-------- EXTRACTED ENTRIES --------

PR #32, opened 2019-12-06
Store client entryIds to validate database writes.

navilperez:
A second table in the database will be used to track information about
each client. Current use is for keeping track of the last entryId of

--------

[AIM OF THE TASK] Transcribe the records in full, word for word.

[EXERCISE RESULT]
PR #32, opened 2019-12-06
Store client entryIds to validate database writes.

navilperez:
A second table in the database will be used to track information about
each client. Current use is for keeping track of the last entryId of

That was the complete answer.